Truncated normal not mixing sometimes



Ok, at this stage the “performance” you are looking for is something that will get around the distribution and give you a chance to understand mixing problems. If stepsize crashes then you have a sampler that can’t even do that… so lowering adapt_delta is the right step here.

So what are the performance problems you are getting?


It was mixing in general. I will re-run it and post what it looks like with adapt_delta = 0.6. I knew I should have saved it - sorry for not doing so!

As for changing distributions, also keen to do this given that the normal without truncation works so well.


So this is what I mean by “performance” with adapt_delta =0.6:

And here is the acceptance:


So stepsize still crashes.


Not as epically as before:

In better news, it occurred to me that some of the groups (i.e. sites) might have distinct distributions. I previously explored the balance by month and day but not sites. Turns out there are small extreme values accounting for 2, 4, and 10% of the values in these three sites, respectively. Dropping these three sites, the model fits quite nicely in 200 iterations. So, as I suspected, something to do with the raw data. I’m still not sure why the truncated normal couldn’t handle all this, especially as in total these observations aren’t overly common, but posterior geometries are well beyond my understanding!
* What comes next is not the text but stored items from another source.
PR #1361, opened 2022-01-20
Fix ability to ignore receive timeout with INotInfluenceReceiveTimeout

mhelleborg:
## Description

☝️

## Purpose
This pull request is a:

## Checklist

### DIFF
--- a/src/Proto.Actor/Context/ActorContext.cs
+++ b/src/Proto.Actor/Context/ActorContext.cs
@@ -341,10 +341,11 @@ namespace Proto.Context
                 System.DeadLetter.SendUserMessage(Self, msg);
                 return default;
             }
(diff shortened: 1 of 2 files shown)


src/Proto.Actor/Context/ActorContext.cs
```diff
@@ -341,13 +341,11 @@ private ValueTask InternalInvokeUserMessageAsync(object msg)
                 System.DeadLetter.SendUserMessage(Self, msg);
                 return default;
             }
+            var influenceReceiveTimeout = MessageEnvelope.UnwrapMessage(msg) is not INotInfluenceReceiveTimeout;
```
rogeralsing: this introduces an unwrap in a hot-path.
What are the effects on in process benchmark?

mhelleborg: That is a good point, will do a minor change to fix it

PR #539, opened 2024-10-24
Fix: Don't allow to forward unless target is specified

JanHoefelmeyer:
Currently you can try to forward without selecting a forwarding target. This PR hides the button until a target is selected


koplas (approved):
LGTM

PR #549, opened 2024-10-28
Change max_age to default_age

koplas:


JanHoefelmeyer (approved):
LGTM & works. Please look over my changes before merging

client/src/lib/Sources/SourceForm.svelte
```diff
@@ -302,7 +302,7 @@
               class="rounded-none rounded-l-lg"
               type="number"
               min="0"
-              placeholder={agePlaceholder.toString()}
+              placeholder=0
```
koplas: This seems to be wrong. Is there a specific reason for this change?

JanHoefelmeyer: The placeholder value appears exactly when the internal value is "" or empty, achieved by actively using 0. The old code would then show the default maximum age as value.

For example, assume the default maximum age is 1 week, but you manually set the age to unlimited, then the display would default to 1 week, even though its using the 0 value internally.

While the 1 week default value is distinguishable from an actual 1 week value because the number is greyed out, it's very likely to lead to some confusion. Since the value is only ever seen when choosing 0, there should be no problem when setting it to 0.

Note that this does not affect the preset value when first creating a source, which is still taken from the server and is not greyed out.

I should add that the other sites do have small extreme values but they’re much less common.


Sigh, it’s not the truncated normal that’s the problem.


A bit of both I’d say… Why shouldn’t it work if there is a lot of mass near the lower bound? The 3 sites I mentioned weren’t showing great signs of bimodality, the problems were just a few hundred observations in a dataset of 87k, and it all worked fine without truncation. I’m probably just too ignorant on the underlying maths to see why this is obvious.


The computational problem is that lower bounds in the constrained space map to negative infinity in the unconstrained space. So they tend to require large step sizes, which can be unstable w.r.t. overflow.

The statistical problem is that people think that if the true value of a parameter theta is 1.2, then imposing a prior like uniform(1, 2) won’t affect the posterior mean. That’s true for maximum likelihood, but not for Bayes. What happens is that any mass that would’ve been below 1 gets pushed above 1 and the estimate will be higher than if you’d had a uniform(-10, 10) prior. So adding a lower bound that truncates some mass pushes that mass above the lower bound thus increasing the posterior mean (usually unintentionally).


I just scheduled a blog post on Andrew’s blog for tomorrow that provides an example (where tomorrow is 28 November 2017, 13:00 EST).